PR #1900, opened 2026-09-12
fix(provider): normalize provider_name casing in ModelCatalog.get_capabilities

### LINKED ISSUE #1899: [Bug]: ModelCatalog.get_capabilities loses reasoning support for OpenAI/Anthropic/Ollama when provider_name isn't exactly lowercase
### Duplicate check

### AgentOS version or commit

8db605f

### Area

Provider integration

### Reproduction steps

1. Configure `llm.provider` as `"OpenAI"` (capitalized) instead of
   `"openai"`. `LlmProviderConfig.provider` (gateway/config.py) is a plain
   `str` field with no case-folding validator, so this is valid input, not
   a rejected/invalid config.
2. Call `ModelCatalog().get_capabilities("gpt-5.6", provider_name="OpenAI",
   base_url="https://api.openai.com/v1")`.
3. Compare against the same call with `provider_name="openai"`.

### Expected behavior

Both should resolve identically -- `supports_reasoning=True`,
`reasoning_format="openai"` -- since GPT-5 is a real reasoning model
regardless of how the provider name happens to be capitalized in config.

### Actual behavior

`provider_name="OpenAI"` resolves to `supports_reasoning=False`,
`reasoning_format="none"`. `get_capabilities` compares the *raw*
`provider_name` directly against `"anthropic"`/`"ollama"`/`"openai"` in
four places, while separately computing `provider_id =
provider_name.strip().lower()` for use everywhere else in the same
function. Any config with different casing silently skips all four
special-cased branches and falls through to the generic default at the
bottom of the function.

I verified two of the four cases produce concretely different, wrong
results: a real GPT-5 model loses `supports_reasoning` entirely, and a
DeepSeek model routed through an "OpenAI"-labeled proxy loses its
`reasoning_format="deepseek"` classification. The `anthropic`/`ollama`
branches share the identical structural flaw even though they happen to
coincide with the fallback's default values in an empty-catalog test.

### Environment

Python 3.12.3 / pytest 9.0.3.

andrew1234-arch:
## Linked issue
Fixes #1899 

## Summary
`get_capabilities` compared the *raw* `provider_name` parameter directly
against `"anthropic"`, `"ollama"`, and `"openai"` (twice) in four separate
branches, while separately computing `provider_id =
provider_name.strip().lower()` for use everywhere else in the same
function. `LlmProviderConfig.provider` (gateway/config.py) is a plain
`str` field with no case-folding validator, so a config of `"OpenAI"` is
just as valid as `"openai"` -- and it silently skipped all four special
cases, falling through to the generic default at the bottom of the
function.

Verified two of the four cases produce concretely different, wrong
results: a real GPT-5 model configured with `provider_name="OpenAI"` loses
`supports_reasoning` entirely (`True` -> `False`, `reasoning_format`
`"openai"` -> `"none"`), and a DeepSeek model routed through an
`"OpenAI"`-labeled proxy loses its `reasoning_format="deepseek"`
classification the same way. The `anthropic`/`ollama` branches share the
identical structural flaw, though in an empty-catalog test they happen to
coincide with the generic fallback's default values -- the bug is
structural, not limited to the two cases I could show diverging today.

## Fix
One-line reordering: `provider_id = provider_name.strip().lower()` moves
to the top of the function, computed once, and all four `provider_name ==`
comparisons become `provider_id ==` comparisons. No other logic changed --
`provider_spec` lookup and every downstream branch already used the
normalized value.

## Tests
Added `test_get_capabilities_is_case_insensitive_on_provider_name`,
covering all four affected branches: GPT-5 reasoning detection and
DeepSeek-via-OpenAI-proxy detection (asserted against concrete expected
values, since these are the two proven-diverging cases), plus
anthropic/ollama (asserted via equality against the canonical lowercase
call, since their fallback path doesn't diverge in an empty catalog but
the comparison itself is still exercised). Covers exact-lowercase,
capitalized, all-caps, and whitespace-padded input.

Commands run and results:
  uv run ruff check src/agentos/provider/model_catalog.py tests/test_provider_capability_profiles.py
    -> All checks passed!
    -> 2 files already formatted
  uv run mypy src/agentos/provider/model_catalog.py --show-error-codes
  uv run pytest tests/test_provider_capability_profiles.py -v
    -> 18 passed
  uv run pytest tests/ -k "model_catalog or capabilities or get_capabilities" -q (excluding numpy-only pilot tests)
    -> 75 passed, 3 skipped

- - -

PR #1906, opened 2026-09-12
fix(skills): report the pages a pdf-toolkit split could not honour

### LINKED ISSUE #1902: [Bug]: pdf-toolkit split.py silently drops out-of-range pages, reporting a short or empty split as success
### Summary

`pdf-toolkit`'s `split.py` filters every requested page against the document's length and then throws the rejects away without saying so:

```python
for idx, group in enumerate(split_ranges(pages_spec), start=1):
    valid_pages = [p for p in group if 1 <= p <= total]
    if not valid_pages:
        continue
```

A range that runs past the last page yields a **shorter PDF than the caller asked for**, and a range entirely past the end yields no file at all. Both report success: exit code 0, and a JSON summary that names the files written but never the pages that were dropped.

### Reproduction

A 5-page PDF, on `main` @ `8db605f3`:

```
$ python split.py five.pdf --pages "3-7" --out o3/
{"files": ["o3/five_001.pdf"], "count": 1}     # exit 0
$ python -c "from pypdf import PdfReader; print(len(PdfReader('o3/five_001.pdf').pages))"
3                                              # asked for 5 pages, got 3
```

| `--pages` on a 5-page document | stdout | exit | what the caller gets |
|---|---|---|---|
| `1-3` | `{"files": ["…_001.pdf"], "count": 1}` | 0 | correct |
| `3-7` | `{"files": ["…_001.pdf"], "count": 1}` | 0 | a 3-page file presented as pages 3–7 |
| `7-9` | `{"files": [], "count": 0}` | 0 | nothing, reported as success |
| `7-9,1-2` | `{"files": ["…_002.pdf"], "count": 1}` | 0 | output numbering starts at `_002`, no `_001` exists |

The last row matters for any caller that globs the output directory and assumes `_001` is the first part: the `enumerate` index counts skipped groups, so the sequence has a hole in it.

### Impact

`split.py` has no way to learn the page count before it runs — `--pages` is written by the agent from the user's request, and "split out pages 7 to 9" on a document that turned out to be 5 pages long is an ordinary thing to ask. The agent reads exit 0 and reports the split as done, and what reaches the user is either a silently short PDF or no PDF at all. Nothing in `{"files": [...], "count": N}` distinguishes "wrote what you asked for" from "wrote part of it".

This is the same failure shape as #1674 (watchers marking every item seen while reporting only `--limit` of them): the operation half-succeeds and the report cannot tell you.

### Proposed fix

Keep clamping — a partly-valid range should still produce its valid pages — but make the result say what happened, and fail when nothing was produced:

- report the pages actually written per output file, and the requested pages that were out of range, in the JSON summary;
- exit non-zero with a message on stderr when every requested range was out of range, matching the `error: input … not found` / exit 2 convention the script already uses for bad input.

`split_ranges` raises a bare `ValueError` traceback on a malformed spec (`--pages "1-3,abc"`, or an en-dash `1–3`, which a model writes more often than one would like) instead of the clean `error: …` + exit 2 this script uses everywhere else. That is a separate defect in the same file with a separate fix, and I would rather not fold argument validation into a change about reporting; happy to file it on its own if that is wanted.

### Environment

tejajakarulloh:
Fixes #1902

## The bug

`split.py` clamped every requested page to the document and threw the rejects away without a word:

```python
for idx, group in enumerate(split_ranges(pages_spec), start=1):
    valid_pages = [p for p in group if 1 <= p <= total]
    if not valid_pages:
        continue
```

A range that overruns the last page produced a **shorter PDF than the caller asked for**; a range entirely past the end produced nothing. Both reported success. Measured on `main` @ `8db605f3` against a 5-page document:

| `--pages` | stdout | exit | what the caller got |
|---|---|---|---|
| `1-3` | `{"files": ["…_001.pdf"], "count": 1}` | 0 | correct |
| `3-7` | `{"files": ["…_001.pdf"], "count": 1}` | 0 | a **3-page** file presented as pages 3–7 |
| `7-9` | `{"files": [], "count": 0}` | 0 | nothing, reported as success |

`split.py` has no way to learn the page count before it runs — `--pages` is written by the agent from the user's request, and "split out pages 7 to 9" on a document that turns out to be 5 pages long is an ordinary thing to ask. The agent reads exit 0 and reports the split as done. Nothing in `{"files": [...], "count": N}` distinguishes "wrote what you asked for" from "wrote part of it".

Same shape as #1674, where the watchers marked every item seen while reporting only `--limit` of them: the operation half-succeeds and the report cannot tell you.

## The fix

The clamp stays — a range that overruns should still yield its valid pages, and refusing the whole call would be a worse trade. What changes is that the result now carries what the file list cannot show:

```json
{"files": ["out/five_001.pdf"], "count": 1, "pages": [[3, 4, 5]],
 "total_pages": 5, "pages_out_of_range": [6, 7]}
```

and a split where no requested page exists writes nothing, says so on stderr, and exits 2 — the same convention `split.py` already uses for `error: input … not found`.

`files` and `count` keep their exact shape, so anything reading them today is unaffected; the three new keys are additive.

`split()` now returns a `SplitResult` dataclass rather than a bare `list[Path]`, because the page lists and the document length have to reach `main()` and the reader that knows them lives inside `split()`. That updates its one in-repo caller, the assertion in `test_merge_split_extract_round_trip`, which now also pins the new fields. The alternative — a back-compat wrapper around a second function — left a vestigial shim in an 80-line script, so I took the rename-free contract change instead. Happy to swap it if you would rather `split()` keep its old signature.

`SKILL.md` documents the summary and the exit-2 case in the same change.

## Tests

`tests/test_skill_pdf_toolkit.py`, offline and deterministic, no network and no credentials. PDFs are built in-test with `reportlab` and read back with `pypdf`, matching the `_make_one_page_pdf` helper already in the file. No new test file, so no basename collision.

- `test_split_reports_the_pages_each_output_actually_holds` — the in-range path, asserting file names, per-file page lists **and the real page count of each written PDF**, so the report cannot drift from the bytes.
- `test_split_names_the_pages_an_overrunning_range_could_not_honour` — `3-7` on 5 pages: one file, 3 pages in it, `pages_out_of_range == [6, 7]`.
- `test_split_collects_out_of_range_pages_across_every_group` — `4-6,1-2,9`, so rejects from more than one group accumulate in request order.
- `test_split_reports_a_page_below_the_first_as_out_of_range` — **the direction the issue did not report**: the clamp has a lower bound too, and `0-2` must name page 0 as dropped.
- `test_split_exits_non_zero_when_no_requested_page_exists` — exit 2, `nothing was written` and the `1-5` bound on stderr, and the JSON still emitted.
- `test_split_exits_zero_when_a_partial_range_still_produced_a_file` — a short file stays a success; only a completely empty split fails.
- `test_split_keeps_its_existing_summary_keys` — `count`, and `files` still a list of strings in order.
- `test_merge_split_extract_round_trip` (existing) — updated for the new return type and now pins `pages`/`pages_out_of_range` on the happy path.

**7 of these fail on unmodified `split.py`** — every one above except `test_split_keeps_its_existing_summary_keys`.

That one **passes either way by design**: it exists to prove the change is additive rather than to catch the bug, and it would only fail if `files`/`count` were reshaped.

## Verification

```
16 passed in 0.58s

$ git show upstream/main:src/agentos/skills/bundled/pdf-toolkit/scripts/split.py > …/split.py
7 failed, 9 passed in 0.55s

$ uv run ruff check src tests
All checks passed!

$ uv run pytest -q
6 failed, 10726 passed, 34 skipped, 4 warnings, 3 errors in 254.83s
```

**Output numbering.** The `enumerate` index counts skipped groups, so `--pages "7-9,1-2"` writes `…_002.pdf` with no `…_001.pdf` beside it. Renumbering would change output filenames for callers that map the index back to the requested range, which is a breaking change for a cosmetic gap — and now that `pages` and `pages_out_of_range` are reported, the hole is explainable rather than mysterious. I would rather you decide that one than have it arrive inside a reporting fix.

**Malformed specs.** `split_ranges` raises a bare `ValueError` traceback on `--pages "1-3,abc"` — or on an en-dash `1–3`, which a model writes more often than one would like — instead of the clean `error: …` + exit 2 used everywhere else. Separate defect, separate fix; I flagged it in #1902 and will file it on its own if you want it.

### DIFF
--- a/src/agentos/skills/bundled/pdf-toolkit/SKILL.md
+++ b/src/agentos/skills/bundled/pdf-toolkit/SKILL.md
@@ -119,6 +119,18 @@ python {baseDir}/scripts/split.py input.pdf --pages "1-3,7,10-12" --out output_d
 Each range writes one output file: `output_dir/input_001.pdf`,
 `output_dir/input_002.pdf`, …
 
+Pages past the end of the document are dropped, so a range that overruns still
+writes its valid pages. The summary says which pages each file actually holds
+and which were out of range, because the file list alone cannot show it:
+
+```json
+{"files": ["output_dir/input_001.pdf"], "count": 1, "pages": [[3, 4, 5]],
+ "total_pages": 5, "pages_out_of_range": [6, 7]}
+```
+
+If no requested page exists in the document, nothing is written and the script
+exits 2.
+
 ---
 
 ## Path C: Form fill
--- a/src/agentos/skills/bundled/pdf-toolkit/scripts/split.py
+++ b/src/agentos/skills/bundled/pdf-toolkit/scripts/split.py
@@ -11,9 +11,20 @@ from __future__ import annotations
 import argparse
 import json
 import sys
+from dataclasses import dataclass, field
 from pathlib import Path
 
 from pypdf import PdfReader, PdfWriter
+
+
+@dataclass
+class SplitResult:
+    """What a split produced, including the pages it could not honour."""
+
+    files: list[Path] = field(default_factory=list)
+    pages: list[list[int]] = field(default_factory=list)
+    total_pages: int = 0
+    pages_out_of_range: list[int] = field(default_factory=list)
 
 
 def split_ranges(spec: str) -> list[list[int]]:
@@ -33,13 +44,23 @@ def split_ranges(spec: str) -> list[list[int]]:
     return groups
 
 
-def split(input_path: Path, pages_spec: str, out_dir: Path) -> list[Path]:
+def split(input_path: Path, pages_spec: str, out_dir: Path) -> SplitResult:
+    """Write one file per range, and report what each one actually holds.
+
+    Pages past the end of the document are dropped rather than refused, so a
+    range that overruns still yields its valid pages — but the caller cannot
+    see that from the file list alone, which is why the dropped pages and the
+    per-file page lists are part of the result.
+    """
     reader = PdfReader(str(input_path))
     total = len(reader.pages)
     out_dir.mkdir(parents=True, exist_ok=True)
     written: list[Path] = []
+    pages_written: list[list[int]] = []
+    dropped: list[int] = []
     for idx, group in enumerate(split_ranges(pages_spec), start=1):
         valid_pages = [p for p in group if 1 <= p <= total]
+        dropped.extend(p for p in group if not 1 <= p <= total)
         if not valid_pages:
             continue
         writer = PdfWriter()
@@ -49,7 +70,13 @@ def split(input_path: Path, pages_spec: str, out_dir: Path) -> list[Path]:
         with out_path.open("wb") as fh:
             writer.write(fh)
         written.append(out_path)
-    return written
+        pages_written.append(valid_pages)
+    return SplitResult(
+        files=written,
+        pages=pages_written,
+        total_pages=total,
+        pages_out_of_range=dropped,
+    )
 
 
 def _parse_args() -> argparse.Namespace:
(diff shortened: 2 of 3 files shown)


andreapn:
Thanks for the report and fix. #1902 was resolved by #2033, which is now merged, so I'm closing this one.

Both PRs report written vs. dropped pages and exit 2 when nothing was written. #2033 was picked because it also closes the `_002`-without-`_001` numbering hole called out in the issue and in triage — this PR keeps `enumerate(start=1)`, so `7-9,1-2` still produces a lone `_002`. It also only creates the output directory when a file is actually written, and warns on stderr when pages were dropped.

- - -

## BRIEF
Please copy the lines in the records above between the one holding "cases, falling through" and the one holding "uv run mypy", inclusive, exactly and with no other line.

## COMPLETED EXERCISE
cases, falling through to the generic default at the bottom of the
function.

Verified two of the four cases produce concretely different, wrong
results: a real GPT-5 model configured with `provider_name="OpenAI"` loses
`supports_reasoning` entirely (`True` -> `False`, `reasoning_format`
`"openai"` -> `"none"`), and a DeepSeek model routed through an
`"OpenAI"`-labeled proxy loses its `reasoning_format="deepseek"`
classification the same way. The `anthropic`/`ollama` branches share the
identical structural flaw, though in an empty-catalog test they happen to
coincide with the generic fallback's default values -- the bug is
structural, not limited to the two cases I could show diverging today.

## Fix
One-line reordering: `provider_id = provider_name.strip().lower()` moves
to the top of the function, computed once, and all four `provider_name ==`
comparisons become `provider_id ==` comparisons. No other logic changed --
`provider_spec` lookup and every downstream branch already used the
normalized value.

## Tests
Added `test_get_capabilities_is_case_insensitive_on_provider_name`,
covering all four affected branches: GPT-5 reasoning detection and
DeepSeek-via-OpenAI-proxy detection (asserted against concrete expected
values, since these are the two proven-diverging cases), plus
anthropic/ollama (asserted via equality against the canonical lowercase
call, since their fallback path doesn't diverge in an empty catalog but
the comparison itself is still exercised). Covers exact-lowercase,
capitalized, all-caps, and whitespace-padded input.

Commands run and results:
  uv run ruff check src/agentos/provider/model_catalog.py tests/test_provider_capability_profiles.py
    -> All checks passed!
    -> 2 files already formatted
  uv run mypy src/agentos/provider/model_catalog.py --show-error-codes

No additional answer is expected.